Bacteria Prevention in High Purity Water System, Part 2

SYSTEM DESIGN & BACTERIA PREVENTION
Identifying and treating potential problems of bacteria formation once a system is operational can be much more difficult than addressing them during the system design. Bacteria ultimately grows by feeding off of nutrients in a system and water is a great medium for bacteria to grow since it can be a significant source of nutrients. Therefore, to prevent growth of bacteria it’s important to remove nutrient sources and prevent any introduction of nutrients into a system.

When nutrients are available, bacteria growth is more commonly found in dead zones or areas of low flow velocity, such as sample ports and weld points in piping. Bacteria can also form on the surfaces of piping, which is why the piping design is an important aspect of a high purity water system.

Depending on the piping material, special welding techniques may be required to prevent surfaces that allow bacteria to grow. Bacteria can grow as a result of leaks due to improper welding or incorrect instrumentation connections, both of which may lead to the introduction of air into a system.

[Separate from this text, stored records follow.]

PR #244, opened 2022-08-26
run: Make fuzz test path available to build-command 

fmeum:


fmeum:
@pnoltof Could you give this a try?

fmeum:
I forgot about the line length limit we agree on - the long description for run seemed to use 80.

pnoltof:
> @pnoltof Could you give this a try?

Works for me!

internal/cmd/run/run.go
```diff
@@ -111,10 +108,13 @@ depends on the build system configured for the project:
    or after running 'cifuzz reload'. The '--build-command' flag is ignored.
 
  * For other build systems, a command which builds the fuzz test executable
-   must be provided via '--build-command' and <fuzz test> is the path to
-   the fuzz test executable created by the build command. Example:
+   must be provided via the '--build-command' argument or the 'build-command'
+   YAML field. In this case, <fuzz test> is the path to the fuzz test executable
```
adombeck, line 112:
```suggestion
   setting in cifuzz.yaml. In this case, <fuzz test> is the path to the fuzz test executable
```

internal/cmd/run/run.go
```diff
@@ -111,10 +108,13 @@ depends on the build system configured for the project:
...
+   created by the build command. The value specified for <fuzz test> is
+   available to the build command in the FUZZ_TEST environment variable.
+   Example:
 
-       cifuzz run --build-command="make clean && make my_fuzz_test" my_fuzz_test
+       cifuzz run --build-command="make clean && make $FUZZ_TEST" my_fuzz_test
```
adombeck, line 117: The `$` needs to be escaped here to avoid that the variable is expanded by the shell which executes `cifuzz run`.

```suggestion
       cifuzz run --build-command="make clean && make \$FUZZ_TEST" my_fuzz_test
```

adombeck: In this example, using `$FUZZ_TEST` instead of `my_fuzz_test` only makes it more complex. Maybe we should use this example instead?
```
echo "build-command: make clean && make \$FUZZ_TEST" >> cifuzz.yaml
cifuzz run my_fuzz_test
```

adombeck:
> The value specified for <fuzz test> is available to the build command in the FUZZ_TEST environment variable.

I like that!

internal/cmd/run/run.go
fmeum: Great point, updated the commit.

internal/cmd/run/run.go
```diff
@@ -111,10 +108,15 @@ depends on the build system configured for the project:
...
-   must be provided via '--build-command' and <fuzz test> is the path to
-   the fuzz test executable created by the build command. Example:
-
-       cifuzz run --build-command="make clean && make my_fuzz_test" my_fuzz_test
+   must be provided via the '--build-command' argument or the 'build-command'
+   setting in cifuzz.yaml. In this case, <fuzz test> is the path to the fuzz
+   test executable created by the build command. The value specified for
+   <fuzz test> is available to the build command in the FUZZ_TEST environment
+   variable.
+   Example:
```
adombeck, line 116:
```suggestion
   variable. Example:
```

adombeck (approved):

Some common pipe materials used in high purity systems are 316L stainless steel, polypropylene and polyethylene piping. For stainless steel, the proper care needs to be taken to ensure a consistent weld. Proper welding processes need to be followed (reference AWS2 and ASME welding procedures). As part of quality control, all welds should be tested and examined to ensure processes are being followed.

Bacteria buildup on heat exchanger used for high purity water coolingWhen using polypropylene or polyethylene piping, there are many aspects to consider for proper installation. The most important design aspect is the welding procedure used to install the piping of a system. When smaller diameter poly tubing is used (2″ and below), it is common to use butt-fusion welding where the joint surfaces of pipe lengths or fittings are each heated using a hot plate then pressed together until cool to form a sealed surface.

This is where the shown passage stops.